So it is not hard to see that the conjugacy class of $(123)(456)$ in $S_7$ has cardinality $\frac{7!}{3\cdot 3\cdot2}=280$.
But for instance to go from $(123)(456)$ to $(132)(456)$ you have to conjugate by $(23)$ which is not in $A_7$ so $(132)(456)$ is not in our class (call it $C$). Same for $(123)(465)$. But $(132)(465)\in C$ because $(23)(56)\in A_7$.
I could probably find all the elements of $C$ by trying out different permutations but I feel like there is a better way...
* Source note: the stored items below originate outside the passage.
Issue #1401, opened 2018-04-20
TfsTask - Add 'path' parameter


Rora:
## Context
We're using the gitversion tfs task, gitversion with multiple solutions in 1 repository. Our repository tree is the following:

Root
   - Solution A
      - gitversion.yml
      - Project A1
         - Program.cs
   - Solution B
      - gitversion.yml

We have a separate build for each solution. Since the build uses the root of our repo as working directory we have to setup most build steps to look in the solution dir. For example, when building we provide 'Solution A/**/*.csproj'.

Since this isn't supported at the moment by the gitversion task, gitversion isn't able to find our gitversion file.

## Desired behavior
At the moment the GitVersion task calls GitVersion.exe with the path to the working directory of the build. It would be great if we could add a parameter 'Target path' that allows users to change the path to a deeper level. The gitversion would use this path and combine it with the working directory path changing:

``C:\Agent-1\_work\_tasks\GitVersion_e5983830-3f75-11e5-82ed-81492570a08e\3.6.5\GitVersion.exe C:\Agent-1\_work\16\s /output buildserver /nofetch``

to

``C:\Agent-1\_work\_tasks\GitVersion_e5983830-3f75-11e5-82ed-81492570a08e\3.6.5\GitVersion.exe C:\Agent-1\_work\16\s\Solution A /output buildserver /nofetch`` 

**I'm willing to write a PR if you agree with this enhancement**

asbjornu:
This sounds related to #1170. Is it?

Roraa:
Correct, I however try to fix it by running gitversion in a specific directory. If we'd allow for gitversion.yml to exist in subdirectories, then how would we handle multiple gitversion files? For example:

/SolutionA/Gitversion.yml
/SolutionB/Gitversion.yml


________________________________
Van: Asbjørn Ulsberg <notifications@github.com>
Verzonden: maandag 28 mei 2018 11:54
Aan: GitTools/GitVersion
CC: Rob; Author
Onderwerp: Re: [GitTools/GitVersion] TfsTask - Add 'path' parameter (#1401)


This sounds related to #1170<https://github.com/GitTools/GitVersion/issues/1170>. Is it?

asbjornu:
The closest one to the project/solution being built, wins?

Roraa:
That could result in a tie, also when running in a tfs build, the gitversion task is ran without context of any project or solution. We use it as follows:

1. Start build
[...]

PR #1402, opened 2018-04-20
TfsTask - Add 'path' parameter

Rora:
Resolves issue #1401


asbjornu:
@Rora, thanks for this. Is it possible to test this in any way? If so, could you please add a test, rebase and resolve conflicts? 🙏

arturcic:
As far as I remember, this is a nodejs app so the only way to test it is by running as nodejs app. Not sure we can include a unit test

asbjornu:
I don't mind having a test suite executed with `npm test`. If that's the only way to test this, then I would appreciate if we got something like that up and running.

Rora:
I agree that it would be best to get a test suite up and running to be able to test this code. We should IMO log this as a separate issue as I don't have any experience in setting a nodejs test suite up and it would unnecessary prolong this PR.

arturcic:
+1 for a separate PR

asbjornu:
While I agree on doing a test suite as a separate PR, I would have preferred it the other way around; test suite first, features second. But seeing how long this PR has waited, I think it's fine merging this first.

We know that $|A_7|={|S_7|\over2}$ and conjugating $(123)(456)$ by any permutation in $S_7\supset A_7$ gives a permutation of the type $(abc)(def)~$ with $a,...,f\in\{1,...,7\}$ and $a,b,...,f$ are disjoint because otherwise the "permutation" by which we conjugate wouldn't be bijective.
So I'm tempted to say that $|C|=|\bigcup\limits_{~a\in A_7}\{(~a(1)a(2)a(3)~)~(~a(4)a(5)a(6)~)~\}|=\frac{280}{2}$ but that's probably false.
A hint would be appreciated
Hint: If you conjugate $(123)(456)$ by $(14)(25)(36)$, an odd permutation, you get $(123)(456)$ back. Therefore you also get $(132)(456)$ from $(123)(456)$ by conjugating it by an even permutation.